(Photo courtesy of the Iowa Board of Nursing)
An Iowa-licensed nurse accused of sexually assaulting multiple patients in Texas has agreed to surrender his license.
On Jan. 16, 2025, the Iowa Board of Nursing agreed to accept Caleb Greer’s voluntary surrender of his nursing license. Board documents indicate Greer was issued a warning and advised that he will not be able to apply for reinstatement for one year.
The Iowa board’s actions follow a November 2024 decision by the Texas Board of Nursing, which accepted Greer’s surrender of his license to practice in that state as an advanced practice registered nurse.
Texas board documents indicate that before and after Greer completed a family nurse practitioner program at Sioux City’s Morningside College in 2019, he worked for several different entities in Iowa, Colorado and Texas — most recently as the owner of Dasein Health in West Lake Hills, Texas.

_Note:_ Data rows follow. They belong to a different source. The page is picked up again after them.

PR #387, opened 2016-11-27
Add TimeSpan TypeReader

james7132:
Added a TimeSpan TypeReader. Useful for taking in a measure of time for a command (i.e. a temporary ban).

### DIFF
--- a/src/Discord.Net.Commands/CommandService.cs
+++ b/src/Discord.Net.Commands/CommandService.cs
@@ -14,7 +14,7 @@ namespace Discord.Commands
     public class CommandService
     {
         private readonly SemaphoreSlim _moduleLock;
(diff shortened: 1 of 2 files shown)


FiniteReality:
I think we decided against adding typereaders for things like this as bot devs may want to do it in different ways.
For example, your typereader parses a timespan more like a date/time - the time span reader I have reads more like `10h5m3s` and the like.

khionu:
Custom TypeReaders overwrite the Defaults, so this wouldn't interfere.... I think the expansion of what defaults are provided was under consideration, though

RogueException:
Anything that has a default .NET TryParse method is allowed. Devs can override defaults.
LGTM.

Issue #268, opened 2016-09-04
Option for commands to be case insensitive


Sentinent:
Right now, commands are case sensitive as defined in their attributes. There should be a field or config for CommandService to make commands case insensitive.

khionu:
We'll discuss this. Reminder, 1.0 is still in Beta, things might, and probably will, change

Joe4evr:
Should commands be case-insensitive by default? That's how they are in 0.9.

khionu:
1.0 Commands was largely about putting more control in the bot dev's hands. I think maybe a boolean in the Search function parameters would be a more wise move.

foxbot:
Resolved in 1406943bf9a5bd18779f5c509dc02834a81d3105

PR #391, opened 2016-11-28
Resolves #390

### LINKED ISSUE #390: CaseSensitiveCommands lowercasing arguments bug
When using the CommandService with config parameter `CaseSensitiveCommands = true`, all parameters of all commands are lowercased as a side effect.

Aux:
Fix case insensitive commands forcing parameters to return lowercase in SearchResult as specified in #390


Nikey646:
This should also solve the base problem of #268 right? The option to toggle case sensitivity already exists which should mean that it can close both issues.

PR #393, opened 2016-12-01
EmbedBuilder.WithImageUrl() now uses the value passed

Nikey646:
This is arguably the silliest Pull Request. But better than just whining about it.


LassieME:
Nope, totally valid.

Nikey646:
It is currently `this.ImageUrl = this.ImageUrl`... It is setting the value to itself.

LassieME:
Not entirely how this slipped past me tbh. I must have done something funky with got.

PR #761, opened 2017-07-17
Update README.md

ghost:
Come on guys, you're not even telling them which channel to look for.
What if they don't know :(.


Flamanis:
#roasted

PR #768, opened 2017-07-26
Fix CreateGuildAsync not sending icon stream.

AntiTcb:
Fix CreateGuildAsync not doing anything with the input stream for the guild icon.

Also fixes an issue with potential stream types that throw a `NotSupportedException` when checking its properties. [Apparently, they exist.](https://github.com/dotnet/corefx/blob/master/src/System.Net.Http.WinHttpHandler/src/System/Net/Http/WinHttpResponseStream.cs)


ghost:
+1.
Nice work Anti.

The Texas board alleged that in July 2019, while treating a female patient identified as “N.M.,” Greer told the woman she was “MILFy,” began to massage her, and then kissed her on the lips and fondled her breasts and genitals.
The board also alleged that in October 2020, Greer was seeing patient “Y.C.” when he “French kissed her, touched her private parts, took off his pants, and placed his penis in (her) hand.” When the patient later telephoned Greer to ask why he had sexually assaulted her, Greer allegedly replied, “Because you’re blocked sexually.”
The Texas board also alleged that in 2022 and 2023, while running the Dasein Health clinic, Greer massaged the thighs of a female patient, “E.H,” and then kissed her and fondled her while admitting that his “carnal desire took over” and he had “lost control.” The board alleges that in subsequent emails sent to the woman, Greer stated, “I realize that I did not have your consent and that, yes, what I did was assault.”
According to the Texas board, Greer was arrested in January 2024 on a charge of felony sexual assault related to his conduct with E.H. He later underwent a sexual offender psychological evaluation that allegedly concluded he posed an “imminent and immediate risk of harm to the public.”
The criminal case is still pending, according to board records.
In addition to disciplinary charges of violating patient boundaries, the Texas board also charged Greer with multiple instances of improperly administering medications and improperly performing ketamine therapy on patients. Board documents indicate Greer denied all of the allegations, describing them as a “gross exaggeration” of what had actually transpired.
He subsequently agreed to surrender his Texas nursing license.